Select Amazon to do the experiment. Amazon was accessed through the Tor anonymous system at different times, with a total of 10 visits. After Wireshark captured the accessing traffic and the Filter class handled the file, it formed the data for the site traffic. The data is shown in Table 5.

After obtaining the traffic information for 10 visits to the Amazon website, we use Levenshtein_cantor_mpi to calculate the edit distance for this 10 traffic, as shown in Table 6.

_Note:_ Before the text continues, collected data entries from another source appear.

PR #3407, opened 2020-08-14
Make broker persistence configurable

and-rewsmith:


mqtt/mqtt-generic/src/settings.rs
```diff
@@ -204,13 +208,6 @@ mod tests {
         );
     }
 
-    #[test]
-    fn it_refuses_persistence_with_no_file_path() {
-        let settings = Settings::from_file(Path::new("test/config_no_file_path.json"));
-
-        assert_matches!(settings, Err(_));
-    }
-
```
and-rewsmith, line 213: Now that we have defaults this test doesn't make sense

mqtt/mqtt-broker/src/settings/mod.rs
```diff
@@ -145,13 +145,35 @@ impl Default for RetainedMessagesConfig {
...
+            file_path,
+            time_interval,
+        }
+    }
+
+    pub fn file_path(&self) -> String {
+        self.file_path.clone()
+    }
+
+    pub fn time_interval(&self) -> Duration {
```
varunpuranik, line 168: What does this time_interval signify?

mqtt/mqtt-broker/src/settings/mod.rs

By comparison, we find that the minimum distance of edit distance is 0.034 which is the fourth visit and the fifth visit of amazon.com site between the two edit distances. The maximum is 11.81 which is the editing distance between the first and ninth visiting. So we can initially determine that the edit distance of accessing Amazon website ranges from 0 to 11.81. At the same time, the smallest distance to the other visiting average edit distance is selected as amazon.com website fingerprint to store into the fingerprint database. By comparison, the minimum of average editing distance is between the 9th and other visiting amazon.com, so the 9th visiting is put as a fingerprint of amazon.com into the database.

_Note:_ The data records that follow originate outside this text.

PR #3426, opened 2020-08-19
fix for certificate decoding on Linux

vipeller:
On Linux the X509Certificate2 class is not as flexible as on Windows and cannot figure out the certificate encoding (e.g. PEM, base64, DER). The broker sends messages PEM encoded, so modified the code to trim the PEM header and do the base64 decoding manually, giving a DER encoded certificate to X509Certificate2


edge-hub/core/src/Microsoft.Azure.Devices.Edge.Hub.MqttBrokerAdapter/authentication/AuthAgentController.cs
```diff
@@ -170,7 +173,7 @@ static X509Certificate2 DecodeCertificate(string encodedCertificate)
         {
             try
             {
-                var certificateContent = Encoding.UTF8.GetBytes(encodedCertificate);
+                var certificateContent = Convert.FromBase64String(TrimPemFrame(encodedCertificate));
```
varunpuranik, line 176: Can you pls add a comment on why you need to do this?

vipeller:
turned out this is not necessary

PR #3432, opened 2020-08-19
Check DPS provisioning gets hubname

lfitchett:


edgelet/iotedge/src/check/mod.rs
```diff
@@ -856,18 +861,56 @@ mod tests {
     #[test]
     fn settings_connection_string_dps_err() {
```
arsing, line 862: It's not an `_err` test any more. Maybe add a new `_err` test for when the backup isn't there?

edgelet/iotedge/src/check/checks/well_formed_connection_string.rs
```diff
@@ -49,10 +49,18 @@ impl WellFormedConnectionString {
...
-                            To run connectivity checks in this configuration please specify the backing IoT Hub name using --iothub-hostname switch if you have that information.\n\
-                            If no hostname is provided, all hub connectivity tests will be skipped.";
-            return Ok(CheckResult::Warning(Context::new(warning).into()));
+            let provisioning_file_path = settings
+                .homedir()
+                .join("cache")
+                .join("provisioning_backup.json");
+
+            let provision_result = provisioning::restore(provisioning_file_path).map_err(|e| {
+                let reason = format!("Couldn't restore provisioning file: {}", e);
```
arsing, line 58: Might be useful to include the message of the original warning still, but change it to also mention that we tried to use the provisioning backup but that also failed. You are still honoring the `--iothub-hostname` parameter after all, so you might as well still let people know it exists in the message. But do keep it as an error instead of a warning.

Check with Venkat for the exact verbiage.

lfitchett: ok, applied venkat's feedback

edgelet/iotedge/src/check/checks/well_formed_connection_string.rs
```diff
@@ -49,10 +49,21 @@ impl WellFormedConnectionString {
...
+            let provisioning_file_path = settings
+                .homedir()
+                .join("cache")
+                .join("provisioning_backup.json");
+
+            let provision_result = provisioning::restore(provisioning_file_path).map_err(|e| {
+                let reason = format!("Could not retrieve iothub_hostname from provisioning file.\n\
+                Please specify the backing IoT Hub name using --iothub-hostname switch if you have that information.\n\
+                If no hostname is provided, all hub connectivity tests will be skipped.\n\
+                Provisioning file error: {}", e);
```
arsing, line 61: Remove this last line. You're already using this message as a context of the original error, so it'll already get printed. There's no reason to print it twice.

edgelet/iotedge/src/check/mod.rs
```diff
@@ -854,20 +859,57 @@ mod tests {
...
+        std::fs::create_dir(tmp_dir.path().join("cache")).unwrap();
+
+        // replace homedir with temp directory
+        {
+            let mut new_config = File::create(&config_file).unwrap();
+            for line in BufReader::new(File::open(config_file_source).unwrap()).lines() {
+                if let Ok(line) = line {
+                    if line.contains("homedir") {
+                        let new_line = format!(
+                            "homedir: \"{}\"",
```
arsing, line 889: `r#"homedir: "{}""#,`

edgelet/iotedge/src/check/mod.rs
```diff
@@ -887,7 +929,50 @@ mod tests {
         }
 
         match WellFormedConnectionString::default().execute(&mut check, &mut runtime) {
-            CheckResult::Warning(err) => assert!(err.to_string().contains("Device not configured with manual provisioning, in this configuration 'iotedge check' is not able to discover the device's backing IoT Hub.")),
+            CheckResult::Ok => {
+                assert_eq!(check.iothub_hostname, Some(hub_name.to_owned()));
+            }
+            check_result => panic!("parsing {} returned {:?}", filename, check_result),
```
arsing, line 935: You may want to change this message to something else, so that it's clear from the panic log whether it was this check or the previous one that failed.

CindyXing (approved):

arsing (dismissed):

arsing (approved):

Select YouTube to do the experiment. YouTube was accessed through the Tor anonymous system at different times, with a total of 10 visits. After Wireshark captured the accessing traffic and the Filter class handled the file, it formed the data for the site traffic. The data is shown in Table 7.

The Levenshtein_cantor_mpi is used to calculate the edit distance for the 10 traffic which has been obtained by 10 visits to the youtube.com website, as shown in Table 8.

By comparison, we find that the minimum distance of edit distance is 0.27 which is the 8th visit and the 7th visit of youtube.com site between the two edit distances. The maximum is 8.44 which is the editing distance between the 10th and 9th visiting. So we can initially determine that the edit distance of accessing YouTube website ranges from 0 to 8.44. At the same time, the smallest distance to the other visiting average edit distance is selected as youtube.com website fingerprint to store into the fingerprint database. By comparison, the minimum of average editing distance is between the 8th and other visiting youtube.com, so the 8th visiting as a fingerprint of youtube.com is put into the database.

5. Conclusion

The real spreading of IoT services requires customized security and privacy levels to be guaranteed. Many IoT services and applications may expose sensitive and personal information which may be abused by attackers. As such, privacy protection must be considered and it is a core requirement in any IoT ecosystem. The MSFA attack scheme proposed in this paper is based on the edit distance to compare the similarity between the two visits. Firstly, the differences between the different types of website traffic can be observed from the above data. Take the Amazon which is the e-commerce website and YouTube which is the video website as examples. The traffic of Amazon website ranges from 0 to 11.81, while the traffic of YouTube video ranges from 0 to 8.44. Secondly, the length of the traffic data has an impact on the edit distance. In general, the longer the length of the site traffic data, the greater the edit distance of the site access traffic and the larger the range.

Data Availability

The data used to support the findings of this study are available from the corresponding author upon request.

Conflicts of Interest

The authors declare that there are no conflicts of interest regarding the publication of this paper.

Acknowledgments

This work is supported by the following grants: the National Natural Science Foundation of China under Grant no. 61170273; the China Scholarship Council under Grant no. 3050. We thank the anonymous reviewers for their valuable comments and suggestions.